TEAEs reported by at least 5% of patients are summarized in Table 3. Overall, 72.3% of patients reported at least 1 TEAE. Headache (10.8%) and hyperhidrosis (10.1%) were most commonly reported with a numerically higher incidence in patients who switched from placebo to edivoxetine (13.0% and 13.5%, respectively) compared with patients who continued on edivoxetine (8.4% and 6.3%, respectively). Rates of discontinuation due to an adverse event were 15.5% in the PBO/EDX group and 13.2% in the EDX/EDX group. Across both groups, the most common adverse events leading to discontinuation were blood pressure increased (1.3%), heart rate increased (1.3%), anxiety (1.0%), and tachycardia (1.0%). Overall, 23.7% of patients reported an adverse event as a reason for requesting a reduction in dose. The most common events were erectile dysfunction (3.2% of males), tachycardia (3.0%), heart rate increased (2.3%), and hyperhidrosis (2.3%). During the taper phase, 15 out of 236 (6.4%) patients experienced at least one taper-emergent adverse event. The most common events were constipation and irritability, and each event was reported by 2 patients (0.8%).

The frequency of patients with at least 1 SAE was 2.8%, and there were no deaths in the extension phase. The SAEs reported for more than 1 patient were suicide attempt (2 patients in the PBO/EDX group) and non-cardiac chest pain (2 patients in the EDX/EDX group). SAEs reported by one patient each in the PBO/EDX group were gastroenteritis, intentional overdose, lumbar radiculopathy, schizoaffective disorder, and spinal osteoarthritis; and the EDX/EDX group reported drug abuse, hip fracture, musculoskeletal chest pain, myocardial infarction, tachycardia paroxysmal, and missed abortion. Three patients reported multiple SAEs as follows: In the PBO/ EDX group one patient had lumbar radiculopathy and spinal osteoarthritis; another patient reported an intentional overdose and suicide attempt. In the EDX/EDX group, one patient experienced a hip fracture and non- cardiac chest pain, which were reported at different times.

In addition to the suicide attempt reported as an SAE, treatment-emergent suicidal ideation and behavior were reported on the C-SSRS. Eleven (5.3%) patients in the PBO/EDX group and 7 (3.7%) patients in the EDX/EDX group reported having treatment-emergent suicidal ideation. C-SSRS treatment-emergent suicidal behavior was reported by 1 (0.5%) patient in the PBO/EDX group and 2 (1.1%) patients in the EDX/EDX group.

3.5. Laboratory Measures

Statistically significant within-group differences were observed for LS mean change from extension phase baseline at various time points for some chemistry, hematology, and urinalysis laboratory tests. Most of the changes were small and not considered clinically relevant. No patient had a serious adverse event related to abnormal laboratory values.

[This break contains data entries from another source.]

PR #1274, opened 2014-11-19
Large Text is on: show only GPS fixes label, hide visible

cascheberg:
@garvankeeley There is a layout problem regarding the display of available GPS satellites if `Accessibility > Large text` is enabled.
This PR fully fixes the problem for #used satellites <= 9. When more satellites are in use, the number of available satellites is now cut off. I could not find another fix without breaking what was discussed in #1051.
Do you think this is an improvement? Any other ideas?


garvankeeley:
Is there a way to know that Large Text is on, or the text is overflowing? If so, I would not show the available satellites, just the fixes. Or do a font size reduction on both the visible and fixed satellites in order to fit the available space.

cascheberg:
PR updated to always hide available satellites if large text accessibility is enabled.

PR #1286, opened 2014-11-21
Fix for MotoG (XT1032) accelerometer usage

crankycoder:
The Moto G is a 2013 device and runs KitKat, but will only respond to API 3 of the accelerometer sensor API.


Djfe:
what about the 1.4.0 commit? I think it was included accidently

PR #1287, opened 2014-11-22
Add metrics to notification

cascheberg:
This adresses #476. `Notification.BigTextStyle` was only added in API level 16. I think the notification text can only be one line though, which is a bit too short.

@garvankeeley 

> Keep in mind this code recreates the notification every time the message changes, which has the effect in the UI of the row deleting (with animation) and creating a new row, so the update should be rate limited.

There is no animation during an update on Android 5. I did not investiage yet how other devices (>= API 16) do this though.

Pulled down notification on Android 5 lock screen:
notification

### DIFF
--- a/android/build.gradle
+++ b/android/build.gradle
@@ -187,7 +187,7 @@ dependencies {
     // libraries, because they support a wide range of Android versions and
     // provide APIs for recommended user interface patterns.
 
-    compile "com.android.support:support-v4:19.1.+"
+    compile "com.android.support:support-v4:21.0.+"
     compile 'com.android.support:appcompat-v7:19.1.0'
 
     compile('org.simpleframework:simple-xml:2.7.1') {
--- a/android/src/main/java/org/mozilla/mozstumbler/client/MainApp.java
+++ b/android/src/main/java/org/mozilla/mozstumbler/client/MainApp.java
@@ -219,8 +219,7 @@ public class MainApp extends Application
             return;
         }
         NotificationUtil nm = new NotificationUtil(this.getApplicationContext());
-        Notification notification = nm.buildNotification(getText(R.string.service_name).toString(),
-                getText(R.string.service_scanning).toString(), getString(R.string.stop_scanning).toString());
+        Notification notification = nm.buildNotification(getString(R.string.service_name), getString(R.string.stop_scanning));
         mStumblerService.startForeground(NotificationUtil.NOTIFICATION_ID, notification);
         mStumblerService.startScanning();
         if (mMainActivity.get() != null) {
@@ -415,11 +414,7 @@ public class MainApp extends Application
         AppGlobals.guiLogInfo("Is motionless: " + mIsScanningPausedDueToNoMotion);
 
         NotificationUtil util = new NotificationUtil(this.getApplicationContext());
-        if (mIsScanningPausedDueToNoMotion) {
-            util.updateSubtitle(getString(R.string.map_scanning_paused_no_motion));
-        } else {
-            util.updateSubtitle(getString(R.string.service_scanning));
-        }
+        util.setPaused(mIsScanningPausedDueToNoMotion);
 
         if (mMainActivity.get() != null) {
             mMainActivity.get().isPausedDueToNoMotion(mIsScanningPausedDueToNoMotion);
--- a/android/src/main/java/org/mozilla/mozstumbler/client/navdrawer/MainDrawerActivity.java
+++ b/android/src/main/java/org/mozilla/mozstumbler/client/navdrawer/MainDrawerActivity.java
@@ -264,7 +264,8 @@ public class MainDrawerActivity
 
         int observationCount = service.getObservationCount();
         mMapFragment.formatTextView(R.id.text_observation_count, "%d", observationCount);
-        mMetricsView.setObservationCount(observationCount, service.getUniqueCellCount(), service.getUniqueAPCount());
+        mMetricsView.setObservationCount(observationCount, service.getUniqueCellCount(),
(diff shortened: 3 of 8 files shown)


Djfe:
looks pretty cool

cascheberg:
I tested this on a virtual device running API level 16, notification updates did not cause animations there.

garvankeeley:
I updated my phone to L, so I can't check this too easily. But yes, you can't change the notification message without destroying it and recreating it. On 4.4 for me, this would cause the notification to be removed from the list using animation, then added like a new notification again with animation. Doing this while you are looking at the notification list makes it rather difficult to read (or interact with the notification item)

garvankeeley:
@cascheberg can I sell you on something more compact for this? 
Like:
Mozilla Stumbler
Scanning. Reports: xxx, Wi-Fis: xxx, Cells: xxx

The swipe down could still have the last uploaded info and the X to stop scanning.

EDIT: trying now on a 4.2  device, I see you did something similar. Cool.
Unfortunately, the deletion and recreation makes this method unusable, if you expand it, on update it gets collapsed.
Perhaps updating once a minute might be ok.

Djfe:
isn't there a way to prevent the animation?

does that much text even fit into one notification? (is there a maximum string length for the compact notification?)

cascheberg:
This updated version does not use `setSubText` anymore, which is only supported on API > 16. Instead it includes the metrics in the notification text in a very short form for all devices (as you suggested):

> Scanning. (Metrics: 1, 6, 23)

There is not enough space to add the labels there, but the order (reports, cells, wifi) is the same as in the `MetricsView`, and usually wifis should be a distincly greater number than cells.

It also restricts the update frequency to once a minute for all versions before Android 5.

cascheberg:
@garvankeeley Do you have any new feedback or plans regarding this PR?

garvankeeley:
Sorry, I missed that this PR was updated, will look at it now.

garvankeeley:
This seems to fit ok, what do you think?
metrics_notification_text %1$s Reports:%2$d Cells:%3$d Wi-Fis:%4$d 
screenshot 2014-12-09 09 32 24

garvankeeley:
I find this takes up most of my notification screen:

screenshot_2014-12-09-09-21-51

garvankeeley:
How about this:

screenshot_2014-12-09-09-38-48

crankycoder:
Can we get icons in here like the MapView?  I'd prefer to have one visual language that is consistent between different UI bits of the stumbler.  

I have a feeling text layouts will breakdown with translations.  Things won't line up.  I think it will be better to have one language across the mapview, the notification and the widget in #1316

cascheberg:
The notification should only be that big after you expand it manually. And I think it will become small again automatically, or if there are several notifications. (I can't test this right now, and I think that might depend on the Android version.)
Regarding the short form: did you try 4 to 5 digits each on a small screen? And localization might be difficult (e.g. the correct German word for "Cells" is "Funkzellen").

garvankeeley:
The translations can have newlines, we don't need to have added space for the english one. Or use some other compact form.

cascheberg:
You can't have newlines in the basic notification content text. And I don't think you can have icons within the notification text either.

garvankeeley:
I think the plan is to move away from icons, we have a bug for that. Also, I think icons would create too much visual clutter.

cascheberg:
If this needs bigger modifications to be acceptable: it is possible to create custom notifications using `RemoteViews`.

garvankeeley:
Just updating the strings is the final piece of the puzzle.
I'll try to summarize where we are:

Collapsed Notification:
1) Show: Metrics (x, y, z)
- I don't think this is clear enough for average users

2) Show: Reports:x Cells:y Wi-Fis:z
- Translation problem
- May be too long in english with large numbers

Expanded Notification:
1) https://github.com/mozilla/MozStumbler/pull/1287#issuecomment-66292190
- Can this be more compactly written? Notifications area is a shared space, even though it is expanded, we should only use the space we have to.

garvankeeley:
A minor item, when I apply this patch I get:

Error: uses-sdk:minSdkVersion 10 cannot be smaller than version L declared in library com.android.support:support-v4:21.0.0-rc1

garvankeeley:
Collapsed Notification ideas:
1) Show only Scanning. Reports: x

or

2) Change the title to Mozilla Stumbler (paused) if paused, and have the detail label as
Reports:x Cells:y Wi-Fis:z

cascheberg:
One more idea: use `setSubText` again as in the first commit (API >= 16 only, adds a second line, makes text smaller)

I did not see the SDK problem last time. It would be great to have the Gradle version updated to 1.0 for easier testing ;) (I created a PR for that.)

garvankeeley:
I just noticed that notification titles are an action sentence, not just a app title.
If the title was
- "Mozilla Stumbler is scanning"

that would actually be more correct, and provide more space on the 2nd line.

garvankeeley:
Here is a patch that can be applied on top of this one to get more compact notifications:
https://gist.github.com/garvankeeley/128c88e7bb2d93f31c7b

@cascheberg can I get your feedback on that?

I still don't know how to handle the build.gradle issue though.

crankycoder:
@garvankeeley I don't get the SDK problem, but I'm running over a dev branch that has the newer gradle versions installed.

This patch looks like what we discusses earlier today - lgtm.

cascheberg:
From looking at the code I think that the idea is OK.

But I cannot test any of this until next week, and I might be unavailable until then.

garvankeeley:
Been running the app with this notification on, it is great, thanks @cascheberg!
Closing this, will land as PR #1341.

Issue #1295, opened 2014-11-24
Port significant motion sensor code from open-sensor project


crankycoder:
There's some code at the open sensor projects licensed under the Apache license that should allow us to implement proper signficant motion detection using the standard accelerometers for devices that do not support the significant motion detector.

https://github.com/sensorplatforms/open-sensor-platform/tree/master/embedded/common/alg

PR #1298, opened 2014-11-24
Features/1297 filter gravity

### LINKED ISSUE #1297: TYPE_ACCELEROMETER readings include gravity
We have to filter out gravity from the LegacyMotionSensor readings when we use Sensor.TYPE_ACCELEROMETER.

The TYPE_LINEAR_ACCELEROMETER already does this automatically. 

One thing to note is that filtering gravity out will require convergence on the calculation, so we'll need to skip the first couple dozen iterations of the value before we get something that is usable.

crankycoder:
This fixes #1297 by adding a filter to extract gravity from the regular accelerometer readings.

This patch also includes a test that checks for convergence using raw values that I extracted from my device on startup.

The patch includes a testcase using robolectric.  The most important detail in the test is that robolectric isn't magic.  You still can't construct a SensorEvent because of private constructors and final instance attributes (thanks Android!), so I ended up passing a flattened SensorEvent back from the event listener to the LegacyMotionSensor instance.

### DIFF
--- a/android/src/main/java/org/mozilla/mozstumbler/service/stumblerthread/motiondetection/LegacyMotionSensor.java
+++ b/android/src/main/java/org/mozilla/mozstumbler/service/stumblerthread/motiondetection/LegacyMotionSensor.java
@@ -1,0 +1,122 @@
+/* This Source Code Form is subject to the terms of the Mozilla Public
+ * License, v. 2.0. If a copy of the MPL was not distributed with this
+ * file, You can obtain one at http://mozilla.org/MPL/2.0/. */
+package org.mozilla.mozstumbler.service.stumblerthread.motiondetection;
+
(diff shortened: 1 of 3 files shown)


Djfe:
Will this make the legacy motion detector usable? 
I tested it today and it seems to even report motion if the device is not moved...

Further debug log Infos could be helpful to determine the reason

Maybe MozStumbler could compare the GPS movement speed with the legacy sensor so that we could see in the log whether the sensor is just too sensitive.

crankycoder:
@Djfe sort of.

This will make the LegacyMotionSensor work as expected - which is that it will trigger after 1m/s^2 in any direction is detected.

This won't give you significant motion detection, that won't land until #1295 is ported, implemented and tested.

PR #1302, opened 2014-11-24
Update metrics on Reporter.ACTION_NEW_BUNDLE, not when cell/wifi counts change

cascheberg:
I noticed that UI updates always update all metrics. The UI is updated whenever a `ACTION_WIFIS_SCANNED` or `ACTION_CELLS_SCANNED` intent occurs, which is about once per second.
The current call stack looks like this:
- update the stats displayed in the map in `MainDrawerActivity.updateNumberDisplay()`
- always call `MetricsView.update()` _(this was improved)_
- call `MetricsView.updateQueuedStats()`
- call `DataStorageManager.getQueuedCounts()`

The last method for example calls `Zipper.zipData()` and has this comment:

> Some data is calculated on-demand, don't abuse this function

This PR changes the code to only update metrics stats if a bundle was flushed.
The UI updates could be differentiated a bit more even.

### DIFF
--- a/android/src/main/java/org/mozilla/mozstumbler/client/IMainActivity.java
+++ b/android/src/main/java/org/mozilla/mozstumbler/client/IMainActivity.java
@@ -6,7 +6,7 @@ package org.mozilla.mozstumbler.client;
 
 public interface IMainActivity {
     // Thread-safe way to update the main UI.
-    public void updateUiOnMainThread();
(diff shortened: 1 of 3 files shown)


garvankeeley:
@crankycoder I'll review this one today

garvankeeley:
Agreed, this is much more efficient now, thanks!

PR #1306, opened 2014-11-25
Update the ACRA login

### LINKED ISSUE #1249: Rev the ACRA login
We're getting crash reports from 0.40.4 that were fixed a long ago.  Update the ACRA login to bounce the 0.40.4 crash logs.

crankycoder:
Updates the ACRA login to close #1249 so that we can shut down the errors from the old 0.40.4 release.


garvankeeley:
This is great, but when is a good time to merge this?

crankycoder:
You can merge it now. Both passwords are live.  I figure we can shut down the old login when the playstore release comes out.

Seven patients had elevated alanine transaminase (ALT) (≥3 times the upper limit of normal, ULN) and 2 had elevated total bilirubin (≥2 times the ULN). None of the patients met both ALT and total bilirubin elevation criteria (Hy’s rule) at anytime. Of those patients who had ALT elevations, 2 were in the EDX/EDX group and 5 were in the PBO/EDX group. Both of the patients in the EDX/EDX group entered the extension phase with normal ALT levels. One of these patients had ALT levels that were ≥3 times the ULN at Week 62, which re-

Table 3. Treatment-emergent adverse events occurring in at least 5% of patients in the extension phase.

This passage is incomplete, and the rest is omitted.